Amy Clark Knapp, adjunct instructor of Art History and Western Civilization at Clark State Community College, has been awarded a Community College Humanities Association Affiliated Fellowship in Rome. The organization awards one fellowship annually. “I applied for the fellowship in January,” said Knapp. “I was notified February 17, the same day that I received an Excellence in Teaching Award (from Clark State); wow, that was quite a day!”
Knapp has been teaching at Clark State for eight years. Under the fellowship award she will travel to Rome, Italy, on May 18. This is Knapp’s first fellowship, but she spent a month in Italy in 2012 researching the Etruscans and early Roman civilization. She said her objective on this trip is to submerge herself in study and utilize opportunities and resources to advance or finish her research.
“The bulk of my post-graduate research has been in artistic visual communication; identifying simplistic and complex artistic symbolism, determining and interpreting comprehensive meanings and sometimes revealing subtle or clandestine messages,” said Knapp. “My objective is to identify the symbolic iconography used on Etruscan sarcophagi and its message, and validate its audience.” She explained that part of understanding the iconography is understanding its origins.
The Etruscans were the first civilization on the Italian peninsula. Knapp explained that many things people think of as "Roman" were actually inspired by the Etruscans. “Until the last few centuries, art had a greater purpose; art wasn't just simple decoration,” said Knapp. “Art told stories; inspired faith, respect and fear; and reflected the socio-political atmosphere of its society. Symbolic iconography is the use of specific icons to convey a message to an audience; often times, as with the Etruscans, it was a very specific audience.”
The fellowship will assist Knapp with airfare and provide housing and two meals per day at the esteemed American Academy in Rome where ‘fellows’ have the opportunity to utilize the library, museum and its associates for their research. She will stay at the Academy for four weeks and also have access to various antiquities collections and libraries in Rome, including the Capitoline Museum and the Vatican, along with collections in Florence and Orvieto.
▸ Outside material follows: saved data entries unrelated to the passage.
PR #363, opened 2019-01-12
fix example to correctly display available purchases

jrhee17:
[GIVEN]
- Location: Iap example app
- Issue: Button labelled `Get available purchases` gets items instead, which is confusing for newbies like myself:(

[THEN]
- Fix button to correctly display available purchases

Not sure what the correct flow for PRs are -- let me know if there are any issues

### DIFF
--- a/RNIapExample/src/components/pages/First.js
+++ b/RNIapExample/src/components/pages/First.js
@@ -141,7 +141,7 @@ class Page extends Component {
           >
             <View style={{ height: 50 }} />
             <NativeButton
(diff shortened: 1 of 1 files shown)


hyochan:
@JJMoon Please review this.

JJMoon:
@jrhee17 Thank you for work. But, I wonder we still need another button for `getItems`.
Just in iOS only. I guess I need to test both methods.

hyochan:
@jrhee17 I've just see this and your are right.

PR #378, opened 2019-01-23
Fix: add return type to TS definition of 'addAdditionalSuccessPurchaseListenerIOS'

### LINKED ISSUE #376: [TypeScript] `addAdditionalSuccessPurchaseListenerIOS` lacking return type definition

2.4.0-beta6

### Version of react-native

Any

Both

### Details

`addAdditionalSuccessPurchaseListenerIOS`'s definition is lacking a return type in [index.d.ts](https://github.com/dooboolab/react-native-iap/blob/master/index.d.ts#L193) which renders the following error when `noImplicitAny` is enabled on TypeScript:

```
node_modules/react-native-iap/index.d.ts(193,17): error TS7010: 'addAdditionalSuccessPurchaseListenerIOS', which lacks return-type annotation, implicitly has an 'any' return type.
```

### Solution

According to [index.js#242](https://github.com/dooboolab/react-native-iap/blob/4eb8ab9ac4867e291501d7649902ec4be8cc9080/index.js#L242), `addAdditionalSuccessPurchaseListenerIOS` returns a EmitterSubscription, since it passes forward the return value of a call to `NativeEventEmitter.addListener`.

Therefore, the type definition should be:

``` ts
export function addAdditionalSuccessPurchaseListenerIOS(fn: Function): EmitterSubscription;
```

fjcaetano:
Declares the function's return type as `EmitterSubscription`

fix #376

### DIFF
--- a/index.d.ts
+++ b/index.d.ts
@@ -1,3 +1,5 @@
+import { EmitterSubscription } from 'react-native';
+
 import * as Apple from './apple'
 
 interface Common {
@@ -190,4 +192,4 @@ export function validateReceiptAndroid(packageName: string, productId: string, p
   * Add IAP purchase event in ios.
  * @returns {callback(e: Event)}
  */
-export function addAdditionalSuccessPurchaseListenerIOS(fn: Function);
+export function addAdditionalSuccessPurchaseListenerIOS(fn: Function) : EmitterSubscription;


hyochan:
Thank you!

PR #388, opened 2019-01-29
Add support for iOS In-App Purchase promotions

### LINKED ISSUE #199: Promote IAPs from App Store?
Does this plugin support SkPaymentTransactionObserver method so that the In-App Purchases can be promoted on the iOS App Store?
https://developer.apple.com/app-store/promoting-in-app-purchases/

neilco:
This pull request adds support for the additional `SKProductTransactionObserver` delegates that support promoting In-App Purchase products in the App Store. 

This pull request closes #199.

### DIFF
--- a/index.js
+++ b/index.js
@@ -8,7 +8,7 @@ const ANDROID_ITEM_TYPE_IAP = 'inapp';
 const IOS_ITEM_TYPE_SUBSCRIPTION = 'sub';
 const IOS_ITEM_TYPE_IAP = 'iap';
 
-export const onPromotedProduct = 'iap-promoted-product';
+export const PROMOTED_PRODUCT = 'iap-promoted-product';
 
 /**
  * @deprecated Deprecated since 2.0.0. Use initConnection instead.
@@ -194,8 +194,8 @@ export const consumePurchase = (token) => Platform.select({
  */
 export const getPromotedProduct = () => Platform.select({
   ios: async() => RNIapIos.promotedProduct(),
-  android: async() => Promise.resolve()
-})()
+  android: async() => Promise.resolve(),
+})();
 
 /**
  * Buy the currently selected promoted product (iOS only)
@@ -204,8 +204,8 @@ export const getPromotedProduct = () => Platform.select({
  */
 export const buyPromotedProduct = () => Platform.select({
   ios: async() => RNIapIos.buyPromotedProduct(),
-  android: async() => Promise.resolve()
-})()
+  android: async() => Promise.resolve(),
+})();
 
 /**
  * Validate receipt for iOS.
--- a/index.js
+++ b/index.js
@@ -8,6 +8,8 @@ const ANDROID_ITEM_TYPE_IAP = 'inapp';
 const IOS_ITEM_TYPE_SUBSCRIPTION = 'sub';
 const IOS_ITEM_TYPE_IAP = 'iap';
 
+export const onPromotedProduct = 'iap-promoted-product';
+
 /**
  * @deprecated Deprecated since 2.0.0. Use initConnection instead.
  * @returns {Promise<void>}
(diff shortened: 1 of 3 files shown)


index.js
```diff
@@ -8,6 +8,8 @@ const ANDROID_ITEM_TYPE_IAP = 'inapp';
 const IOS_ITEM_TYPE_SUBSCRIPTION = 'sub';
 const IOS_ITEM_TYPE_IAP = 'iap';
 
+export const onPromotedProduct = 'iap-promoted-product';
```
hyochan: I think you can delete this one?

index.js
```diff
@@ -185,6 +187,26 @@ export const consumePurchase = (token) => Platform.select({
...
 
+/**
+ * Should Add Store Payment (iOS only)
+ *   Indicates the the App Store purchase should continue from the app instead of the App Store. 
+ * @returns {null}
+ */
+export const getPromotedProduct = () => Platform.select({
+  ios: async() => RNIapIos.promotedProduct(),
+  android: async() => Promise.resolve()
+})()
```
hyochan: Hope you but `;` <== at the end to follow other lint.

index.js
```diff
@@ -185,6 +187,26 @@ export const consumePurchase = (token) => Platform.select({
...
+
+/**
+ * Buy the currently selected promoted product (iOS only)
+ *   Initiates the payment process for a promoted product. Should only be called in response to the `iap-promoted-product` event.  
+ * @returns {null}
+ */
+export const buyPromotedProduct = () => Platform.select({
+  ios: async() => RNIapIos.buyPromotedProduct(),
+  android: async() => Promise.resolve()
+})()
```
hyochan: same `lint` fix like above.

index.js
hyochan: Also, we are using `trailing commas`.

neilco: It might be worth setting up ESLint and adding your style rules to the repo rather than going through this process each time ;)

ios/RNIapIos.m
```diff
@@ -35,6 +38,14 @@ +(BOOL)requiresMainQueueSetup {
   return YES;
 }
 
+- (void)startObserving {
```
hyochan: Where is this method used? Also `stopObserving`?

index.js
```diff
@@ -185,6 +187,26 @@ export const consumePurchase = (token) => Platform.select({
   android: async() => RNIapModule.consumeProduct(token),
 })();
 
+/**
+ * Should Add Store Payment (iOS only)
+ *   Indicates the the App Store purchase should continue from the app instead of the App Store. 
+ * @returns {null}
+ */
+export const getPromotedProduct = () => Platform.select({
```
hyochan: If you are supporting only `iOS` currently, please rename this `getPromotedProductIOS` in order to make users clear that only `iOS` is supported.

hyochan:
@neilco Thank you for the contribution. This is really great support!. I've reviewed some of your lines.

index.js
neilco: One could argue that since it’s a NOP on Android, so it’s not only iOS that’s supported. Personally I would prefer NOT to use platform suffixes. There’s also existing precedent that a suffix is not required—see `clearProducts`, `clearTransaction`, `consumePurchase`, `finishTransaction`, etc.

index.js
neilco: Sure, but a well-defined constant is far better than a bare string at the point of use.

hyochan: Then I think the const variable should be renamed to something like `PROMOTED_PRODUCT'.

index.js
hyochan: There is actually defined [here](https://github.com/dooboolab/react-native-iap/blob/master/.eslintrc) however this is pretty outdated and should be updated. However, [comma-dangle](https://github.com/dooboolab/react-native-iap/blob/3914f6f3a3f3a7d69d74f78b2709de70752793ea/.eslintrc#L8) defined here.

ios/RNIapIos.m
hyochan: Wow. Thanks. This is new to me.

index.js
hyochan: Yeah. You are right. This is quite not well organized yet. Leaving this as `NOP` would be fine. Thank you for your reasoning.

neilco:
@hyochan All ready for review 🙈

kristfal:
Question for this: How would one go about getting the full receipt for a promoted product after the purchase? This is relevant for receipt validation.

neilco:
@kristfal Purchased promoted products are the same as regular purchases so handle the receipt in exactly the same way.

kristfal:
Ok, thanks for info. Reason I was asking is because the return value of `buyPromotedProduct` is not documented. Is it of type `<Purchase>` (same as `buyProduct`/`buySubscription`?

neilco:
@kristfal `buyPromotedProduct` returns a Promise that is resolved with [a subset of the purchase data, including the transaction receipt](https://github.com/dooboolab/react-native-iap/blob/master/ios/RNIapIos.m#L482). This is exactly the same as `buyProduct` and `buySubscription`. 

The only difference is that the product choice happens external to the app—the `IAPPromotedProductObserver` receives a `SKProduct` and `SKPayment` from the App Store and `buyPromotedProduct` adds that `SKPayment` to the `SKPaymentQueue`.

PR #431, opened 2019-03-19
Start adding Flow type definitions

pietro909:
Hello,
thank you for the great package!

We've been using custom Flow definitions for the last ~3 months and I think they are now stable and reliable enough to be added to the codebase.

### DIFF
--- a/index.js.flow
+++ b/index.js.flow
@@ -1,0 +1,97 @@
+// @flow
+
+declare type Common = {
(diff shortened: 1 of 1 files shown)


hyochan:
Thanks. We now have both `ts` and `flow`.

hyochan:
Released to `2.4.3`.

Issue #409, opened 2019-02-25
getAvailablePurchases does not return consistent result


wasedaigo:
### Version of react-native-iap
2.2.0

### Version of react-native
0.57.4

### Platforms you faced the error (IOS or Android or both?)
iOS

### Expected behavior
getAvailablePurchases() should return consistent result

### Actual behavior
getAvailablePurchases() does not return correct values if it is called without much interval

### Tested environment (Emulator? Real Device?)
Real Device (probably only sandbox...? It is  hard to test in production)

### Steps to reproduce the behavior
Call getAvailablePurchases() as follows.

If I call as the follows the result can be very random.(The first time is always correct. I need to wait  for enough time then it returns 7 again)

```
      purchases = await RNIap.getAvailablePurchases();
      console.log('restorepurchase1', purchases.length);  // 7
      purchases = await RNIap.getAvailablePurchases();
      console.log('restorepurchase2', purchases.length);  // 2
      purchases = await RNIap.getAvailablePurchases(); 
      console.log('restorepurchase3', purchases.length);  // 1
      purchases = await RNIap.getAvailablePurchases();
      console.log('restorepurchase4', purchases.length);  // 2
      purchases = await RNIap.getAvailablePurchases();
      console.log('restorepurchase5', purchases.length)  ;// 2
```

hyochan:
We are having a few issues in `restoring` purchases in `ios`. We need the help of the community to find out the problem and willing to providing a solution.

wasedaigo:
I think this is sandbox only issue, it did not seem to occur in production. In that case... this bug does nothing to do with this library?

wasedaigo:
Closing this as this is sandbox related issue, which is apple's fault.

PR #436, opened 2019-03-25
Added purchased state to the restored items in getAvailableItems for iOS

backmeupplz:
Hi there! This should probably address https://github.com/dooboolab/react-native-iap/issues/409. From my experience, apple iaps api sometimes has difficulty distinguishing between `purchased` and `restored` state. Looks like when available items are returned as `restored` once — some of them will be returned as `purchased` the next time.


backmeupplz:
My PR has been up for 12 minutes and still not merged into master, the release is still not cut, I'm outraged

backmeupplz:
Actually, never mind. `Purchased` returns all the purchases that happened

Knapp will collaborate with other academics studying via fellowship from other organizations. “I always find it amazing how colleagues who study a seemingly different subject, can shine a new light or bring a fresh perspective to your research,” she said. “I really anticipate the opportunity to brainstorm with these brilliant folks.”
Knapp hopes to bring back to her students a more educated, enlightened and inspired instructor. “A lot of times, in academia, people spend a great deal of time researching tiny details,” she said. “These ‘tiny details’ vibrantly illustrate human history and help us to understand and connect with cultures of the past. They were people like you and me, with passions, beliefs, hopes and fears. Perhaps by understanding our past, we can step into the future a little more enlightened.”